A β-cyclodextrin-containing polymeric salicylidene Schiff base: synthesis, zinc ion coordination and fluorescence resonance energy transfer with protein

Abstract

Living/controlled polymerization of a salicylaldehyde-functionalized vinyl monomer, 2-hydrox-5-vinylbenzaldehyde (HVB), was achieved by reversible addition–fragmentation chain transfer (RAFT) polymerization with S-1-dodecyl-S′-(α,α′-dimethyl-α′′-acetic acid)trithiocarbonate as the RAFT agent in THF at 65 °C. The resulting well-defined polymer with pendant salicylaldehyde groups could react directly with mono-6-deoxy-6-aminoethyl-β-CD to yield a new β-CD-containing polymeric salicylidene Schiff base PHVB-graft-β-CD with precise structure and high solubility. PHVB-graft-β-CD was then coordinated with zinc ions to give the luminescent PHVB-graft-β-CD/Zn²⁺ complex which displayed intense blue fluorescence with a maximum emission peak around 452 nm in DMF. The obtained PHVB-graft-β-CD/Zn²⁺ tended to self-aggregate in aqueous media because of the hydrophobic nature of PHVB-graft-β-CD backbone, and therefore its fluorescence emission in water was weak as a result of the aggregation-induced fluorescence quenching. An obvious decrease of the aggregate size from 290 nm to 40 nm in aqueous media was observed after adding 1.0 equiv. (relative to β-CD moieties) of the guest molecule, sodium adamantanecarboxylate (Ad-COONa), and concomitantly a remarkable fluorescence enhancement (4.5-fold) was obtained due to a better water-dispersibility of PHVB-graft-β-CD/Zn²⁺. The incorporation of carboxylic groups on the PHVB-graft-β-CD/Zn²⁺ complex via the inclusion with Ad-COONa also endowed the resulting fluorescent nanoparticles with a further protein-binding function.

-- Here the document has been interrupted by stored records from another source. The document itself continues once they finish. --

PR #4089, opened 2026-07-22
fix(mnnvl): use SCM_RIGHTS fd exchange for POSIX-FD path instead of pidfd_getfd

thanhhao98:
## Problem

`MnnvlMemory.open_mnnvl_memory` has two handle-exchange paths, selected in `get_allocation_prop` by CPU arch:
- **aarch64** (GB200/GB300) → `CU_MEM_HANDLE_TYPE_FABRIC`
- **x86_64** (B200/B300, Hopper) → `CU_MEM_HANDLE_TYPE_POSIX_FILE_DESCRIPTOR`

The POSIX-FD path imports peer ranks' CUDA VMM file descriptors via `pidfd_open` / **`pidfd_getfd`**, which require `PTRACE_MODE_ATTACH`. Inside a **default-capability container** this fails:

```
RuntimeError: pidfd_getfd(pidfd=..., fd=...) failed with errno 1: Operation not permitted.
  ... try adding --cap-add=SYS_PTRACE to your docker run command.
```

Two independent kernel gates block `pidfd_getfd` without `CAP_SYS_PTRACE`:
1. Docker's **default seccomp** profile returns `EPERM` for `pidfd_getfd`.
2. **yama `ptrace_scope=1`** forbids sibling→sibling ptrace (worker ranks are siblings).

So every consumer of `MnnvlMemory` on x86 (decode-CP all-to-all, MoE all-to-all) needs `--cap-add=SYS_PTRACE` — which many managed/hardened container platforms disallow.

## Fix

Reuse the **`PosixFDHandleExchanger`** (`IpcSocket` + `SCM_RIGHTS` over a Unix domain socket) that already exists in this file and is already used by `SymmDeviceMemory`. Passing fds via `SCM_RIGHTS` needs **no ptrace** — it works under the default seccomp profile and any `ptrace_scope`, with no added capability. The FABRIC path (aarch64) is unchanged.

```python
# before: pidfd_open + pidfd_getfd loop (needs CAP_SYS_PTRACE)
# after:
exchanger = PosixFDHandleExchanger(comm, comm_rank, comm_size)
try:
    all_handles_data = exchanger.allgather(exported_fabric_handle)
finally:
    exchanger.close()
```

This is why `SymmDeviceMemory` (e.g. the trtllm MNNVL all-reduce fusion) already runs on x86 Blackwell in a default container, while `MnnvlMemory` consumers do not — this change brings `MnnvlMemory` to the same, cap-free mechanism.

## Verification (8×B200, x86, single node, Docker, default caps, yama ptrace_scope=1)

Real serving run (DeepSeek-V2-Lite, tp4 = dcp4, SGLang `--dcp-comm-backend fi_a2a`, which allocates the MNNVL decode-CP workspace via `MnnvlMemory`):

| case | flags | result |
|---|---|---|
| stock flashinfer | no `--cap-add` | ❌ `pidfd_getfd ... errno 1: Operation not permitted` at workspace init |
| stock flashinfer | `--cap-add=SYS_PTRACE` | ✅ boots, GSM8K 0.66 |
| **this patch** | **no `--cap-add`** | ✅ **boots, GSM8K 0.66** |

(NCCL `a2a` baseline boots without any flag, GSM8K 0.63 — confirms DCP itself is fine; only the MNNVL fd exchange was gated.)

(A standalone multi-process `MnnvlMemory` alloc repro reproduces the same matrix and is available on request.)

## Notes
- Also fixes the FlashInfer MNNVL MoE all-to-all (`trtllm_moe_alltoall`, same `MnnvlMemory`) in default containers.
- No behavior change on aarch64 NVL72 (FABRIC path untouched).
- The x86 POSIX-FD path now additionally calls `comm.bcast` and `comm.barrier` (the old pidfd loop needed only `comm.allgather`). `MPIBackend` and `TorchDistBackend` implement both; a custom duck-typed `CommBackend` must too.
- POSIX-FD fds are closed after import (no fd leak, no allocation pinned past `close_mnnvl_memory`); the exchange raises an actionable error / times out instead of hanging on a misconfig. CPU-only coverage added in `tests/comm/test_posix_fd_exchanger.py`.

## Summary by CodeRabbit

* **Bug Fixes**
  * Improved non-FABRIC memory handle exchange to use a POSIX FD passing approach for better compatibility and reliability.
  * Added clearer error messaging for single-node/network-namespace requirements.
  * Ensured file-descriptor cleanup to avoid leaks and potential hangs during FD receiving.
* **Tests**
  * Added a CPU-only distributed test covering POSIX FD exchanger rank-to-descriptor correctness across multiple world sizes.

### DIFF
--- a/flashinfer/comm/mnnvl.py
+++ b/flashinfer/comm/mnnvl.py
@@ -530,41 +530,17 @@ class MnnvlMemory:  # type: ignore[no-redef]
         ):
             all_handles_data = comm.allgather(exported_fabric_handle.data)
         else:
-            all_handles_data = comm.allgather(exported_fabric_handle)
-            all_pids = comm.allgather(os.getpid())
-            libc = ctypes.CDLL(None, use_errno=True)
-            syscall = libc.syscall
-            SYS_pidfd_open = 434
-            SYS_pidfd_getfd = 438
-            pidfds = []
-            for pid in all_pids:
-                pidfd = syscall(SYS_pidfd_open, pid, 0)
-                if pidfd < 0:
-                    err = ctypes.get_errno()
-                    raise RuntimeError(
-                        f"pidfd_open({pid}) failed with errno {err}: {os.strerror(err)}"
-                    )
-                pidfds.append(pidfd)
-
-            remote_fds = []
-            for pidfd, fd in zip(pidfds, all_handles_data, strict=True):
-                remote_fd = syscall(SYS_pidfd_getfd, pidfd, fd, 0)
-                if remote_fd < 0:
-                    err = ctypes.get_errno()
-                    error_msg = f"pidfd_getfd(pidfd={pidfd}, fd={fd}) failed with errno {err}: {os.strerror(err)}."
-                    if err == 1:  # EPERM
-                        error_msg += (
-                            " Permission denied. If running in a container, try adding --cap-add=SYS_PTRACE "
-                            "to your docker run command."
-                        )
-                    else:
-                        error_msg += (
-                            " This may be due to kernel version (requires Linux 5.6+)."
-                        )
-                    raise RuntimeError(error_msg)
-                remote_fds.append(remote_fd)
-
-            all_handles_data = remote_fds
+            # POSIX-FD single-node path (x86 Blackwell/Hopper, no NVLink fabric
+            # cluster): exchange the CUDA VMM file descriptors via SCM_RIGHTS over
+            # a Unix socket, reusing PosixFDHandleExchanger -- the same mechanism
+            # SymmDeviceMemory already uses. This avoids pidfd_getfd, which needs
+            # PTRACE_MODE_ATTACH (CAP_SYS_PTRACE + a permissive yama ptrace_scope)
+            # and fails with EPERM inside a default-capability container.
+            exchanger = PosixFDHandleExchanger(comm, comm_rank, comm_size)
+            try:
+                all_handles_data = exchanger.allgather(exported_fabric_handle)
+            finally:
+                exchanger.close()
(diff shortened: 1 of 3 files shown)


thanhhao98:
Thanks for the extremely thorough review — both required items are in, plus the two optional ones you flagged.

**Required**
- **F1 — close the exchanged fds.** The POSIX-FD branch now closes every fd it owns, gated on `is_posix_fd`: each `all_handles_data[i]` right after `cuMemImportFromShareableHandle`/map (peer fds, and the ring's iteration-0 self-dup for `i == comm_rank`), plus `exported_fabric_handle` after the loop. Mirrors `SymmDeviceMemory`'s `exchanger.cleanup()` / NCCL's close-after-import. Net transient footprint is now peak ~2, and the allocation is no longer pinned past `close_mnnvl_memory`. → "leaks nothing".
- **F2 — stale test gate.** Dropped `_check_pidfd_permissions()` (and its now-dead `ctypes`/`os` imports + false docstring) from `tests/comm/conftest.py`; `mnnvl_available()` is now just `MnnvlMemory.supports_mnnvl()`, so the MNNVL tests run in default-capability containers.

**Optional (did both)**
- **F4 — actionable failure + timeout.** `allgather` is wrapped to re-raise `OSError` as a `RuntimeError` explaining the one-node/shared-netns requirement, and `IpcSocket.recv_fd` now `settimeout(120)` so an asymmetric peer failure surfaces as `socket.timeout` instead of a hang (also benefits the existing `SymmDeviceMemory` user).
- **§6 — CPU-only coverage.** Added `tests/comm/test_posix_fd_exchanger.py`: spawns N∈{1,2,4} processes (gloo), each shares a rank-tagged `memfd`, allgathers, and asserts each received fd's content maps to the right source rank — no GPU. Catches any ring-ordering/indexing regression in the mechanism `open_mnnvl_memory` now depends on. Passes locally (3/3, 11s).
- **F3** — added a note to the PR description that the x86 path now also uses `comm.bcast`/`comm.barrier` (custom `CommBackend`s must implement them).

**Verification:** CPU test 3/3 green; re-ran the 8×B200 default-caps model boot (`--dcp-comm-backend fi_a2a`, no `--cap-add`) with the fd-close code — still boots and GSM8K matches the `--cap-add=SYS_PTRACE` baseline. FABRIC path still untouched.

Left F5 (same-node guard) as a follow-up per your note. Ready for re-review — thanks!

Upon gradual addition of the fluorescent nanoparticle aqueous dispersion to the BSA buffer solution, the fluorescence intensity at ∼349 nm corresponding to BSA decreased, while the fluorescence intensity of the nanoparticle at ∼429 nm increased through an isoemissive point at 388 nm, indicating the occurrence of efficient fluorescence resonance energy transfer (FRET) between the fluorescent nanoparticles and protein. This novel protein sensing capability would give the fluorescent nanoparticles great potential in biotechnology.